Exercise directions
Lines with "chargeContestEntryFeesForCollection": pull these out of the listing below.

Data provided
---*---

PR #3345, opened 2026-07-24
feat(challenge): Prometheus instrumentation for the Challenge funnel + economy + state

ZacxDev:
## What

Adds Prometheus instrumentation for the **Challenge** feature — funnel, Buzz economy, and live state — as additive telemetry only (no behavior change). All metrics live in a dedicated `src/server/prom/challenge.metrics.ts` module of never-throw `recordX()` helpers; emit sites call one helper each. A metrics failure can never break challenge business logic (every helper try/catch-swallows), mirroring `b2-put.metrics.ts`.

### A. Funnel counters
| Metric | Labels | Emit site |
|---|---|---|
| `civitai_app_challenge_created_total` | `source`, `buzzType` | `upsertUserChallenge`, create branch only (after the initial `scanUserChallenge`) |
| `civitai_app_challenge_scan_result_total` | `source`, `result` | moderation adapter (blocked/scanned) + `applyFailure` (error) + `scanUserChallenge` catch (error) |
| `civitai_app_challenge_entry_submitted_total` | `source`, `buzzType`, `paid` | `chargeContestEntryFeesForCollection` (single chokepoint — see below) |
| `civitai_app_challenge_review_requested_total` | `source` | `requestReview` on success |
| `civitai_app_challenge_completed_total` | `source` | `endChallengeAndPickWinners` both success returns (winners + zero-winner) |
| `civitai_app_challenge_voided_total` | `source`, `reason` | `voidChallenge` `voided:true` branch |
| `civitai_app_challenge_deleted_total` | `source` | `deleteUserChallenge` after `deleteChallenge` succeeds |

### B. Economy counters (`.inc(buzzAmount)`)
| Metric | Labels | Emit site |
|---|---|---|
| `civitai_app_challenge_entry_fees_buzz_total` | `source`, `buzzType` | `chargeEntryFees` — first-time house+pool legs only (retries/conflicts excluded, no double-count) |
| `civitai_app_challenge_prize_paid_buzz_total` | `source`, `buzzType` | `endChallengeAndPickWinners` after the winner payout (winner prizes only; entry-participation blue prizes excluded) |
| `civitai_app_challenge_operation_spent_buzz_total` | `source`, `buzzType` | inside `incrementOperationSpent` (guarded cheap PK read for labels) |
| `civitai_app_challenge_refund_buzz_total` | `source`, `buzzType`, `reason` | inside `refundUserChallengeFunds` (sum of `totalRefunded` across the entry-fee + initial-prize prefixes) |
| `civitai_app_challenge_refund_failures_total` | `source`, `reason` | `refundUserChallengeFunds` catch (a real refund throw; the swallowed NOT_FOUND no-op is not counted) |

### C. State gauges (async `collect()`, memoized ~20s)
| Metric | Labels | Query |
|---|---|---|
| `civitai_app_challenge_by_status` | `source`, `status` | `GROUP BY source, status` over `Challenge` |
| `civitai_app_challenge_ingestion_pending` | `source` | `WHERE ingestion='Pending' GROUP BY source` |
| `civitai_app_challenge_completing_stuck` | `source` | `WHERE status='Completing' AND updatedAt < now() - 30 min GROUP BY source` |
| `civitai_app_challenge_operation_budget_used_ratio` | `source` | `SUM(operationSpent)::float / NULLIF(SUM(operationBudget),0)` over `status IN ('Active','Completing')` |

## Cardinality

Every label value is normalized against a fixed allowed set **inside** the record helpers; unrecognized values map to `unknown` (or `other` for reasons). No raw/free-text ever reaches a label.
- `source` → System|Mod|User|unknown · `buzzType` → green|yellow|unknown · `status` → the 5 `ChallengeStatus` values|unknown · `paid` → `0`|`1`
- `result` → scanned|blocked|error (unexpected → error) · void `reason` → moderator|nsfw|activation|other · refund `reason` → void|delete|other

## Design decisions (per the review checklist)

- **`challenge_entry_submitted_total` chokepoint:** `chargeContestEntryFeesForCollection` (collection.service). Both entry paths — the non-deferred `validateContestCollectionEntry` charge and the deferred `bulkSaveItems` charge — flow through this one function, so counting here can't double-count paid vs free. Its challenge lookup was broadened (dropped the `entryFee > 0` filter) so **free-entry** User challenges are counted too; `chargeEntryFees` no-ops on `entryFee <= 0` (returning all images as paid), so the caller's commit behavior is unchanged. `paid='1'` when `entryFee > 0`, else `'0'`; count = `paidImageIds.length` (committable entries). Only `source=User` challenges have such a collection, so `source` is `User` in practice.
- **Scan-result emit-site deviation:** emitted from `challenge-moderation.adapter.ts` at the **callback verdict** level, not from `scanUserChallenge` (which doesn't yet know the outcome). A not-blocked callback is counted `scanned` — the dominant terminal state — even though a green-user-challenge NSFW escalation may subsequently void/hide it inside `applyChallengeNsfwEscalation`; that void is captured separately by `challenge_voided_total`, so the metric reflects the moderation callback verdict, not the final `ingestion` column. `blocked` and `error` (terminal `applyFailure`, only on a real Pending→Error transition) are emitted from the adapter; a distinct **submit-time** failure is also counted `error` in `scanUserChallenge`'s catch (a different failure event from the terminal `applyFailure`).
- **Gauge gating:** this repo exposes **no clean pod-role / jobs-pool signal** (only `PODNAME`, a bare pod name), so per "don't invent a fragile gate" the gauges **run on all pods behind a 20s in-process memo**, reading the **replica pool** (`pgDbRead`) with a 5s `statement_timeout` and last-good degradation. **Follow-up:** gate to a couple of pods if a role signal (e.g. an env `POD_ROLE`) is added.
- **Void `reason` closed set:** `moderator` (router action), `nsfw` (NSFW escalation), `activation` (grace-window void of an unscanned challenge past start), else `other`. Threaded as a telemetry-only optional arg on `voidChallenge` (default `other`); does not affect behavior.
- **Refund `reason`:** `void` / `delete` (per spec); the shared zero-winner completion refund passes `completion` which normalizes to `other`.

## Where the series land

The Grafana dashboard that consumes these lands **separately in `datapacket-talos`**. These series **won't exist until this deploys** via the `release` branch (civitai-prod → dp-prod).

## Tests

- New `src/server/prom/__tests__/challenge.metrics.test.ts` (18 tests): label normalization, never-throw (a throwing `counter.inc` is swallowed), counters/gauges emit expected series (gauge `collect()` fed via an injected cache that mocks the DB).
- Existing challenge suites kept green (void / delete-user / edit-rescan / upsert / moderation-adapter / nsfw-escalation / funding / contest-entry). A few assertions updated only for the new telemetry-only `reason` arg and the broadened entry-fee lookup.

Verified: targeted vitest run **137 passed / 0 failed** across 17 files; `tsc --noEmit` passes clean.

### DIFF
--- a/src/pages/api/metrics.ts
+++ b/src/pages/api/metrics.ts
@@ -3,6 +3,9 @@ import { EOL } from 'os';
 import client from 'prom-client';
 import { dbRead, dbWrite } from '~/server/db/client';
 import { instrumentationRegistry } from '~/server/prom/client';
+// Side-effect import: registers the challenge state gauges (collect()-based) on the default
+// registry so they are present + scraped even before the first challenge op runs this session.
+import '~/server/prom/challenge.metrics';
 import { WebhookEndpoint } from '~/server/utils/endpoint-helpers';
 
 const labels: Record<string, string> = {};
--- a/src/server/games/daily-challenge/challenge-funding.ts
+++ b/src/server/games/daily-challenge/challenge-funding.ts
@@ -45,6 +45,11 @@ import {
 } from '~/shared/constants/challenge.constants';
 import { ChallengeSource, CollectionItemStatus } from '~/shared/utils/prisma/enums';
 import { createLogger } from '~/utils/logging';
+import {
+  recordChallengeEntryFeesBuzz,
+  recordChallengeRefundBuzz,
+  recordChallengeRefundFailure,
+} from '~/server/prom/challenge.metrics';
 
 const log = createLogger('challenge-funding', 'yellow');
 
@@ -209,6 +214,15 @@ export async function chargeEntryFees({
     }).catch(() => {});
   }
 
+  // Economy telemetry: Buzz newly charged this call (house + pool legs charged for the FIRST time —
+  // conflicts/retries already counted on the original charge, so this can't double-count). Entry
+  // fees only exist on source=User challenges.
+  recordChallengeEntryFeesBuzz({
+    source: ChallengeSource.User,
+    buzzType: fromAccountType,
+    amount: houseResult.transactions.length * houseAmount + newPoolCharges * poolAmount,
+  });
+
   return { paidImageIds, unpaidImageIds };
 }
 
@@ -249,17 +263,22 @@ async function refundChallengeFundsByPrefix(input: {
   externalTransactionIdPrefix: string;
   description: string;
   details: { challengeId: number };
-}): Promise<number> {
+}): Promise<{ count: number; amount: number }> {
   try {
-    const { refundedTransactions } = await refundMultiAccountTransaction(input);
-    return refundedTransactions.length;
+    const { refundedTransactions, totalRefunded } = await refundMultiAccountTransaction(input);
+    return { count: refundedTransactions.length, amount: totalRefunded };
   } catch (e) {
-    if (e instanceof TRPCError && e.code === 'NOT_FOUND') return 0;
+    if (e instanceof TRPCError && e.code === 'NOT_FOUND') return { count: 0, amount: 0 };
     throw e;
   }
 }
 
-export async function refundUserChallengeFunds(challengeId: number) {
+export async function refundUserChallengeFunds(
+  challengeId: number,
+  // Telemetry-only: what triggered the refund. Normalized to void|delete|other in the metric
+  // helper; does not affect refund behavior.
+  reason: 'void' | 'delete' | 'completion' | 'other' = 'other'
+) {
   const challenge = await dbRead.challenge.findUnique({
     where: { id: challengeId },
     select: {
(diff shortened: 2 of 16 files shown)


CivitaiDevOpsAgent:
### [PR-REVIEW] round 2 — 1 finding(s) (confidence ≥ 0.80)

- **medium** `src/server/games/daily-challenge/challenge-funding.test.ts:43` (correctness, conf 0.85) — This test dynamically imports the real challenge-funding.ts module, which now statically imports ~/server/prom/challenge.metrics (adding prom-client counter registrations and telemetry calls inside chargeEntryFees and refundUserChallengeFunds). The test does not mock the metrics module, so real prometheus counters are registered and incremented during test runs, causing CI pollution. If @civitai/telemetry/client or prom-client misbehaves in the test environment, all tests in this file break at import time.  
  ↳ _Add vi.mock('~/server/prom/challenge.metrics', () => ({ recordChallengeEntryFeesBuzz: vi.fn(), recordChallengeRefundBuzz: vi.fn(), recordChallengeRefundFailure: vi.fn() })) before the dynamic import of challenge-funding.ts._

---*---

Exercise output
| `civitai_app_challenge_entry_submitted_total` | `source`, `buzzType`, `paid` | `chargeContestEntryFeesForCollection` (single chokepoint — see below) |
- **`challenge_entry_submitted_total` chokepoint:** `chargeContestEntryFeesForCollection` (collection.service). Both entry paths — the non-deferred `validateContestCollectionEntry` charge and the deferred `bulkSaveItems` charge — flow through this one function, so counting here can't double-count paid vs free. Its challenge lookup was broadened (dropped the `entryFee > 0` filter) so **free-entry** User challenges are counted too; `chargeEntryFees` no-ops on `entryFee <= 0` (returning all images as paid), so the caller's commit behavior is unchanged. `paid='1'` when `entryFee > 0`, else `'0'`; count = `paidImageIds.length` (committable entries). Only `source=User` challenges have such a collection, so `source` is `User` in practice.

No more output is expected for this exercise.